Issue #1428, opened 2026-09-19
unplugin: a watch-broker drain that times out is trusted as proof


samchon:
## Problem

A delivery settles its generation's trackers before it reads their verdict. A tracker in the watch broker settles by round-trip: the child answers `drain` after its own loop has run, and the ordered IPC channel puts every event it sent before the answer ahead of the answer (#1272).

`drainWatchBroker` also resolves after a fixed 10 ms fallback, whether or not the child has answered, and the delivery then reads the trackers exactly as if it had. When the round-trip takes longer, because the host's loop is busy, the child is forwarding a burst, or the machine is loaded, an edit whose event is still in flight is missed. The tracker's silence is taken as proof, the delivery serves the cached output, and nothing re-requests the module when the event arrives later.

## Resolution

1. A drain reports whether it was answered.
2. An unanswered drain marks the tracker unverified. Its silence then proves nothing until one delivery proves the recorded state by reading it, the rule a dropped-events gap already follows.
3. The fallback exists so that a child that never answers cannot hold a delivery. Once missing it can no longer cost correctness, it waits long enough that a busy but healthy child still answers within it.

## Acceptance

- A drain the child answers settles the tracker as before.
- A drain that times out marks the tracker unverified, and the delivery validates the generation against its recorded state.
- A broker that died releases every waiting drain at once, unanswered.

Issue #1426, opened 2026-09-19
fix(unplugin): inotify overflow is invisible to Linux watches


samchon:
## Problem

An inotify instance holds at most `fs.inotify.max_queued_events` unread events, 16384 by default. When the queue is full, the kernel drops every later event and queues one `IN_Q_OVERFLOW` event with watch descriptor `-1`.

libuv discards that event. In `src/unix/linux.c`, `uv__inotify_read` runs `w = find_watcher(loop, e->wd); if (w == NULL) continue;`. `@parcel/watcher` discards it too. A Linux watch opened through `fs.watch` can therefore lose events without any notice, and the adapter reads that watch's silence as proof.

Every `fs.watch` in the host process shares one inotify instance per event loop, including the host's own watchers. A burst can fill the queue, especially while the event loop is busy compiling: a large checkout, an install, or a generator writing thousands of files.

## Resolution

1. Add a hidden `ttsc __watch` command to the native binary.
   - On Linux it owns one inotify instance and speaks newline-delimited JSON over stdio.
   - It reports `IN_Q_OVERFLOW`.
   - It uses only `golang.org/x/sys/unix`, with no cgo.
2. Open every Linux directory watch of the adapter through that helper:
   - the directory observer's watches;
   - the exact-input trackers' non-recursive watches.

   An overflow reaches every subscriber as an unattributed mutation.
3. A subscription is live only once the helper acknowledges it:
   - trackers wait for their initial subscriptions;
   - a directory watched later is read, and its entries announced, only after its acknowledgement;
   - a Vite serve scope re-checks its entries once its initial subscriptions are live.
4. Draining a tracker makes the helper read its instance empty before it answers. An edit made before the drain has therefore reached the tracker.
5. When the helper cannot start, no Linux watch is trusted. Generations then validate against their recorded state, and Vite serve scopes fall back to the bounded poll.

## Acceptance

- Go tests cover the helper's event mapping:
  - shared watch descriptors;
  - removal;
  - self-deletion;
  - overflow;
  - sync.
- On Linux, the existing observer and tracker scenarios pass through the helper, and an overflow reaches every subscription as an unattributed mutation.
- Without the helper, no Linux watch is trusted.

Issue #1425, opened 2026-09-19
fix(unplugin): FSEvents drops are invisible to macOS watches


samchon:
## Problem

FSEvents can drop events. When it does, it marks the next event it delivers with `kFSEventStreamEventFlagMustScanSubDirs` together with `UserDropped` or `KernelDropped`. libuv discards every event that carries a dropped flag. In `src/unix/fsevents.c`, `uv__fsevents_event_cb` runs `if (flags & kFSEventsSystem) continue;`. A macOS watch opened through `fs.watch` can therefore lose events without any notice, and the adapter then reads that watch's silence as proof that its inputs are unchanged.

#1418 made macOS watches immune to the loss libuv causes by re-creating its shared stream. Drops by the FSEvents client or by the kernel remain invisible.

## Resolution

1. Watch through the `fsevents` binding inside the watch broker on macOS.
   - The binding creates one FSEventStream per watch, and `FSEventStreamStart` runs inside `watch()`.
   - It passes every event's flags through.
   - It becomes an optional dependency, which npm, pnpm, and Yarn install on macOS by default.
2. Report an event that carries `MustScanSubDirs`, `UserDropped`, `KernelDropped`, `EventIdsWrapped`, `RootChanged`, `Mount`, or `Unmount`, or names a path outside the watched directory, to the registration of that watch as a gap. A generation then stops trusting its watchers' silence until one delivery proves its recorded state by reading it, and a Vite serve scope re-checks every input it covers.
3. Each watch has its own stream, so opening or closing one disturbs no other watch. A registration is ready once its watches return, and no stream swap needs proving, so the shared-watch and probe machinery of #1418 is removed.
4. When the binding cannot be loaded, the broker cannot see a drop, so it reports its macOS registrations failed. Generations then validate against their recorded state, and Vite serve scopes fall back to the bounded poll.

## Acceptance

- A macOS registration receives events through the binding.
- A drop flag reaches the registration of the watch as a gap.
- Without the binding, no macOS registration is trusted.

Issue #1424, opened 2026-09-19
fix(unplugin): a Windows watch overflow reaches no rename-only tracker


samchon:
## Problem

On Windows, libuv reports a watch whose `ReadDirectoryChangesW` buffer overflowed as one change event with no filename. `src/win/fs-event.c` calls `handle->cb(handle, NULL, UV_CHANGE, 0)` when the completed read carries no data. Node surfaces it as `('change', null)`. Anything below the watched directory may have changed.

The adapter drops that notice on two paths:
- The watch broker forwards an event only when the registration asked for every event, the event is a rename, or the location is recursive. A rename-only registration, such as the candidate tracker, never hears an overflow.
- The shared classifier in `createHostInputMutationTracker` drops every non-rename event for a rename-only tracker before it looks at the filename. For a tracker that hears every event, it records an unattributed change as a content change, not as a possible new entry.

A candidate that appears during an overflow is therefore never heard, and the generation keeps serving the resolution it made before.

## Resolution

1. Treat an event without a filename as an unattributed mutation on every backend: anything below the watched directory may have been created, removed, or changed.
2. Forward it from the broker child for every registration, whichever events the registration asked for.
3. Classify it as a mutation before the rename-only filter runs.

## Acceptance

- A rename-only brokered registration receives an unattributed change event.
- The classifier records an unattributed event of either type as a mutation, for rename-only trackers and trackers that hear every event alike.

PR #1429, opened 2026-09-19
fix(unplugin): close every residual host-observation gap

samchon:
## Intent

#1400 made every host observe exactly what the compiler read. This PR closes the residual gaps in that observation, where an input could change without any host re-running the module. Each gap is its own commit and issue:

| Issue | Gap | Resolution |
| --- | --- | --- |
| #1424 | Only an all-events broker registration heard a Windows `ReadDirectoryChangesW` overflow, which libuv reports as an unattributed change; rename-only trackers dropped it. | An event without a name is a mutation for every tracker and registration. |
| #1422 | Turbopack fails a whole module whose dependency lies outside its project filesystem root, so a `typeRoots` entry or plugin dependency beside the workspace answered the page with an error. | The loader resolves Turbopack's root as Next does and hands Turbopack only the inputs inside it. `withTtsc` passes the configured root. A module with an input left out depends on a per-process marker, so a persisted result is never reused in a later process. |
| #1423 | Turbopack takes a dependency's baseline only when it processes the loader's result, so a change between the compile's read and that moment was absorbed. | Under `next dev`, every input goes to the bridge as well. It proves registration against the compile's read, and rewrites a stale module's sentinel with growing delays until the module runs again. The run is acknowledged across the worker pool through a shared run record. |
| #1425 | libuv discards FSEvents' dropped-events flags on macOS. | The broker watches through the `fsevents` binding (a new optional dependency), one stream per watch. A drop, wrapped id, changed root, mount, or unplaceable path reaches the registration as a gap. The #1418 shared-stream probe machinery is removed, since no stream is shared any more. Without the binding, macOS registrations are reported failed. |
| #1426 | libuv discards inotify's `IN_Q_OVERFLOW` on Linux. | A hidden `ttsc __watch` command in the native binary owns one inotify instance and reports overflow. Every Linux watch of the adapter lives in it. Watches go live on acknowledgement, directories are read after that, trackers drain through a `sync` that reads the queue empty, and Vite scopes re-check once live. Without the helper, no Linux watch is trusted. |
━━━━━━━━━━
◆ Work instructions:
Pick each line holding the word "observer" out of the listing.

◆ Task answer:
   - the directory observer's watches;
- On Linux, the existing observer and tracker scenarios pass through the helper, and an overflow reaches every subscription as an unattributed mutation.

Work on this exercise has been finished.